PR #178, opened 2025-04-16
metrics updates

jowparks:
Adds a few metrics, also updates loopback IP in necessary places.

```
# TYPE rollup_boost_error counter
rollup_boost_error{code="-38001",span_kind="Client",status="error"} 1

# TYPE rollup_boost_block_building_gas_delta summary
rollup_boost_block_building_gas_delta{payload_source="builder",span_kind="Server",status="unset",quantile="0"} 0
...
rollup_boost_block_building_tx_count_delta_count{payload_source="builder",span_kind="Server",status="unset"} 1
```

### DIFF
--- a/src/client/rpc.rs
+++ b/src/client/rpc.rs
@@ -12,7 +12,6 @@ use http::Uri;
 use jsonrpsee::http_client::transport::HttpBackend;
 use jsonrpsee::http_client::{HttpClient, HttpClientBuilder};
 use jsonrpsee::types::ErrorObjectOwned;
-use metrics::counter;
 use op_alloy_rpc_types_engine::{
     OpExecutionPayloadEnvelopeV3, OpExecutionPayloadEnvelopeV4, OpExecutionPayloadV4,
     OpPayloadAttributes,
@@ -25,6 +24,9 @@ use thiserror::Error;
 use tracing::{error, info, instrument};
 
 const INTERNAL_ERROR: i32 = 13;
+const INVALID_PAYLOAD: i32 = 1337;
+const IO_ERROR: i32 = 1338;
+const JWT_ERROR: i32 = 1339;
 
 pub(crate) type ClientResult<T> = Result<T, RpcClientError>;
 
@@ -44,7 +46,8 @@ trait Code: Sized {
     fn code(&self) -> i32;
 
     fn set_code(self) -> Self {
-        tracing::Span::current().record("code", self.code());
+        let code_value: i64 = self.code().into();
+        tracing::Span::current().record("code", code_value.to_string());
         self
     }
 }
@@ -62,9 +65,10 @@ impl<T, E: Code> Code for Result<T, E> {
 impl Code for RpcClientError {
     fn code(&self) -> i32 {
         match self {
+            RpcClientError::InvalidPayload(_) => INVALID_PAYLOAD,
+            RpcClientError::Io(_) => IO_ERROR,
+            RpcClientError::Jwt(_) => JWT_ERROR,
             RpcClientError::Jsonrpsee(e) => e.code(),
-            // Status code 13 == internal error
-            _ => INTERNAL_ERROR,
         }
     }
 }
@@ -154,7 +158,7 @@ impl RpcClient {
         }
 
         if res.is_invalid() {
-            counter!("rpc_invalid_payload", "method" => "fork_choice_updated_v3", "payload_source" => self.payload_source.to_string()).increment(1);
+            error!("Invalid payload ({}): {:?}", self.payload_source, res);
             return Err(RpcClientError::InvalidPayload(
                 res.payload_status.status.to_string(),
             ))
@@ -172,6 +176,7 @@ impl RpcClient {
             target = self.payload_source.to_string(),
             url = %self.auth_rpc,
             %payload_id,
+            code,
         )
     )]
     pub async fn get_payload_v3(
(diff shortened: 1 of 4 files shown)


src/client/rpc.rs
```diff
@@ -153,6 +154,7 @@ impl RpcClient {
         }
 
         if res.is_invalid() {
+            counter!("rpc_invalid_payload", "method" => "fork_choice_updated_v3", "payload_source" => self.payload_source.to_string()).increment(1);
```
avalonche, line 157: https://github.com/flashbots/rollup-boost/pull/178/files#r2049347464

src/client/rpc.rs
```diff
@@ -213,6 +215,7 @@ impl RpcClient {
             .set_code()?;
 
         if res.is_invalid() {
+            counter!("rpc_invalid_payload", "method" => "new_payload_v3", "payload_source" => self.payload_source.to_string()).increment(1);
```
avalonche, line 218: https://github.com/flashbots/rollup-boost/pull/178/files#r2049347464

src/server.rs
```diff
@@ -605,6 +643,11 @@ impl RollupBoostServer {
 
         let (l2_payload, builder_payload) = tokio::join!(l2_client_future, builder_client_future);
         let (payload, context) = match (builder_payload, l2_payload) {
+            (Ok(Some(builder)), Ok(l2)) => {
```
avalonche, line 646: have you tested that the metrics show up? wondering if you need to add these metrics to the instrument macro
```
    #[instrument(
        skip_all,
        err,
        fields(
            otel.kind = ?SpanKind::Client,
            target = self.payload_source.to_string(),
            head_block_hash = %fork_choice_state.head_block_hash,
            url = %self.auth_rpc,
            code,
            payload_id
        )
    )]
```

src/server.rs
```diff
@@ -534,7 +568,11 @@ impl RollupBoostServer {
             let builder = self.builder_client.clone();
             let new_payload_clone = new_payload.clone();
             tokio::spawn(async move {
-                let _ = builder.new_payload(new_payload_clone).await;
+                let result = builder.new_payload(new_payload_clone).await;
+                if let Err(_) = &result {
+                    error!("Invalid payload (builder): {:?}", result);
+                    counter!("invalid_payload", "method" => "new_payload", "payload_source" => "builder").increment(1);
```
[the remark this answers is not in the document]
jowparks: Oh nice, good call, I will do that. Unfortunately it doesn't tell us where the invalid payload is being bubbled up from, but I think it is sufficient.

src/server.rs
jowparks: Great question, I think I missed this because I did not test. What is your workflow for testing metrics like this in a local dev environment?

src/tracing.rs
```diff
@@ -57,6 +57,34 @@ impl SpanProcessor for MetricsSpanProcessor {
             ])
             .collect::<Vec<_>>();
```
jowparks, line 59: Should this only be incremented on success code?

src/client/rpc.rs
```diff
@@ -61,8 +62,8 @@ impl<T, E: Code> Code for Result<T, E> {
 impl Code for RpcClientError {
     fn code(&self) -> i32 {
         match self {
+            RpcClientError::InvalidPayload(_) => INVALID_PAYLOAD,
```
avalonche, line 65: are there other rpc error types? also I wonder if the code is already in error for `RpcClientError::InvalidPayload(_)` instead of having to manually specify the code as a constant

src/server.rs
avalonche: we spin up a local op-stack with [builder-playground](https://github.com/flashbots/builder-playground) and then curl the metrics endpoint

src/tracing.rs
avalonche: what additional information does this metric provide that you can't already get from `rollup_boost_get_payload_v3_duration_count` filtering for payload_source and status = success?

src/client/rpc.rs
jowparks: The code will default to `INTERNAL_ERROR` I believe. I can add the other error types if you like (Io, jwt)

jowparks: I think the code span will be `13` currently for any of the spans with internal server error.

src/tracing.rs
jowparks: I guess it is just a rollup of the two types, so I will just sum over those two, thanks!

src/client/rpc.rs
avalonche: I meant the error inside `RpcClientError::InvalidPayload(e)` - I thought there were default JSON RPC error codes encoded

avalonche: otherwise is fine to me, can be added as a follow up

src/server.rs
jowparks: For posterity, the setup is similar to this: 
https://github.com/flashbots/rbuilder/blob/develop/crates/op-rbuilder/README.md#local-devnet

src/tracing.rs
```diff
@@ -57,6 +57,39 @@ impl SpanProcessor for MetricsSpanProcessor {
...
 
+        let code = span
+            .attributes
+            .iter()
+            .find(|attr| attr.key.as_str() == "code")
+            .and_then(|attr| attr.value.as_str().parse::<i32>().ok())
+            .unwrap_or(0);
+
+        if code != 0 {
+            counter!("error", &labels).increment(1);
```
avalonche, line 68: is there a need for the counter here? the code should be included in `histogram!(format!("{}_duration", span.name), &labels).record(duration);`

src/tracing.rs
```diff
@@ -57,6 +57,39 @@ impl SpanProcessor for MetricsSpanProcessor {
...
+        }
+
+        let gas_delta = span
```
avalonche, line 71: some documentation for this would be good i.e. positive number = builder used more gas / had more transactions. negative number = local block had more. A comment here will be fine

avalonche (approved):

src/tracing.rs
avalonche: no need to have the code here

avalonche (approved):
-----
• [Exercise requirements]: Copy the records exactly.

• [Result of this task]:
PR #178, opened 2025-04-16
metrics updates

jowparks:
Adds a few metrics, also updates loopback IP in necessary places.

```
# TYPE rollup_boost_error counter
rollup_boost_error{code="-38001",span_kind="Client",status="error"} 1

# TYPE rollup_boost_block_building_gas_delta summary
rollup_boost_block_building_gas_delta{payload_source="builder",span_kind="Server",status="unset",quantile="0"} 0
...
rollup_boost_block_building_tx_count_delta_count{payload_source="builder",span_kind="Server",status="unset"} 1
```

### DIFF
--- a/src/client/rpc.rs
+++ b/src/client/rpc.rs
@@ -12,7 +12,6 @@ use http::Uri;
 use jsonrpsee::http_client::transport::HttpBackend;
 use jsonrpsee::http_client::{HttpClient, HttpClientBuilder};
 use jsonrpsee::types::ErrorObjectOwned;
-use metrics::counter;
 use op_alloy_rpc_types_engine::{
     OpExecutionPayloadEnvelopeV3, OpExecutionPayloadEnvelopeV4, OpExecutionPayloadV4,
     OpPayloadAttributes,
@@ -25,6 +24,9 @@ use thiserror::Error;
 use tracing::{error, info, instrument};
 
 const INTERNAL_ERROR: i32 = 13;
+const INVALID_PAYLOAD: i32 = 1337;
+const IO_ERROR: i32 = 1338;
+const JWT_ERROR: i32 = 1339;
 
 pub(crate) type ClientResult<T> = Result<T, RpcClientError>;
 
@@ -44,7 +46,8 @@ trait Code: Sized {
     fn code(&self) -> i32;
 
     fn set_code(self) -> Self {
-        tracing::Span::current().record("code", self.code());
+        let code_value: i64 = self.code().into();
+        tracing::Span::current().record("code", code_value.to_string());
         self
     }
 }
@@ -62,9 +65,10 @@ impl<T, E: Code> Code for Result<T, E> {
 impl Code for RpcClientError {
     fn code(&self) -> i32 {
         match self {
+            RpcClientError::InvalidPayload(_) => INVALID_PAYLOAD,
+            RpcClientError::Io(_) => IO_ERROR,
+            RpcClientError::Jwt(_) => JWT_ERROR,
             RpcClientError::Jsonrpsee(e) => e.code(),
-            // Status code 13 == internal error
-            _ => INTERNAL_ERROR,
         }
     }
 }
@@ -154,7 +158,7 @@ impl RpcClient {
         }
 
         if res.is_invalid() {
-            counter!("rpc_invalid_payload", "method" => "fork_choice_updated_v3", "payload_source" => self.payload_source.to_string()).increment(1);
+            error!("Invalid payload ({}): {:?}", self.payload_source, res);
             return Err(RpcClientError::InvalidPayload(
                 res.payload_status.status.to_string(),
             ))
@@ -172,6 +176,7 @@ impl RpcClient {
             target = self.payload_source.to_string(),
             url = %self.auth_rpc,
             %payload_id,
+            code,
         )
     )]
     pub async fn get_payload_v3(
(diff shortened: 1 of 4 files shown)


src/client/rpc.rs
```diff
@@ -153,6 +154,7 @@ impl RpcClient {
         }
 
         if res.is_invalid() {
+            counter!("rpc_invalid_payload", "method" => "fork_choice_updated_v3", "payload_source" => self.payload_source.to_string()).increment(1);
```
avalonche, line 157: https://github.com/flashbots/rollup-boost/pull/178/files#r2049347464

src/client/rpc.rs
```diff
@@ -213,6 +215,7 @@ impl RpcClient {
             .set_code()?;
 
         if res.is_invalid() {
+            counter!("rpc_invalid_payload", "method" => "new_payload_v3", "payload_source" => self.payload_source.to_string()).increment(1);
```
avalonche, line 218: https://github.com/flashbots/rollup-boost/pull/178/files#r2049347464

src/server.rs
```diff
@@ -605,6 +643,11 @@ impl RollupBoostServer {
 
         let (l2_payload, builder_payload) = tokio::join!(l2_client_future, builder_client_future);
         let (payload, context) = match (builder_payload, l2_payload) {
+            (Ok(Some(builder)), Ok(l2)) => {
```
avalonche, line 646: have you tested that the metrics show up? wondering if you need to add these metrics to the instrument macro
```
    #[instrument(
        skip_all,
        err,
        fields(
            otel.kind = ?SpanKind::Client,
            target = self.payload_source.to_string(),
            head_block_hash = %fork_choice_state.head_block_hash,
            url = %self.auth_rpc,
            code,
            payload_id
        )
    )]
```

src/server.rs
```diff
@@ -534,7 +568,11 @@ impl RollupBoostServer {
             let builder = self.builder_client.clone();
             let new_payload_clone = new_payload.clone();
             tokio::spawn(async move {
-                let _ = builder.new_payload(new_payload_clone).await;
+                let result = builder.new_payload(new_payload_clone).await;
+                if let Err(_) = &result {
+                    error!("Invalid payload (builder): {:?}", result);
+                    counter!("invalid_payload", "method" => "new_payload", "payload_source" => "builder").increment(1);
```
[the remark this answers is not in the document]
jowparks: Oh nice, good call, I will do that. Unfortunately it doesn't tell us where the invalid payload is being bubbled up from, but I think it is sufficient.

src/server.rs
jowparks: Great question, I think I missed this because I did not test. What is your workflow for testing metrics like this in a local dev environment?

src/tracing.rs
```diff
@@ -57,6 +57,34 @@ impl SpanProcessor for MetricsSpanProcessor {
             ])
             .collect::<Vec<_>>();
```
jowparks, line 59: Should this only be incremented on success code?

src/client/rpc.rs
```diff
@@ -61,8 +62,8 @@ impl<T, E: Code> Code for Result<T, E> {
 impl Code for RpcClientError {
     fn code(&self) -> i32 {
         match self {
+            RpcClientError::InvalidPayload(_) => INVALID_PAYLOAD,
```
avalonche, line 65: are there other rpc error types? also I wonder if the code is already in error for `RpcClientError::InvalidPayload(_)` instead of having to manually specify the code as a constant

src/server.rs
avalonche: we spin up a local op-stack with [builder-playground](https://github.com/flashbots/builder-playground) and then curl the metrics endpoint

src/tracing.rs
avalonche: what additional information does this metric provide that you can't already get from `rollup_boost_get_payload_v3_duration_count` filtering for payload_source and status = success?

src/client/rpc.rs
jowparks: The code will default to `INTERNAL_ERROR` I believe. I can add the other error types if you like (Io, jwt)

jowparks: I think the code span will be `13` currently for any of the spans with internal server error.

src/tracing.rs
jowparks: I guess it is just a rollup of the two types, so I will just sum over those two, thanks!

src/client/rpc.rs
avalonche: I meant the error inside `RpcClientError::InvalidPayload(e)` - I thought there were default JSON RPC error codes encoded

avalonche: otherwise is fine to me, can be added as a follow up

src/server.rs
jowparks: For posterity, the setup is similar to this: 
https://github.com/flashbots/rbuilder/blob/develop/crates/op-rbuilder/README.md#local-devnet

src/tracing.rs
```diff
@@ -57,6 +57,39 @@ impl SpanProcessor for MetricsSpanProcessor {
...
 
+        let code = span
+            .attributes
+            .iter()
+            .find(|attr| attr.key.as_str() == "code")
+            .and_then(|attr| attr.value.as_str().parse::<i32>().ok())
+            .unwrap_or(0);
+
+        if code != 0 {
+            counter!("error", &labels).increment(1);
```
avalonche, line 68: is there a need for the counter here? the code should be included in `histogram!(format!("{}_duration", span.name), &labels).record(duration);`

src/tracing.rs
```diff
@@ -57,6 +57,39 @@ impl SpanProcessor for MetricsSpanProcessor {
...
+        }
+
+        let gas_delta = span
```
avalonche, line 71: some documentation for this would be good i.e. positive number = builder used more gas / had more transactions. negative number = local block had more. A comment here will be fine

avalonche (approved):

src/tracing.rs
avalonche: no need to have the code here

avalonche (approved):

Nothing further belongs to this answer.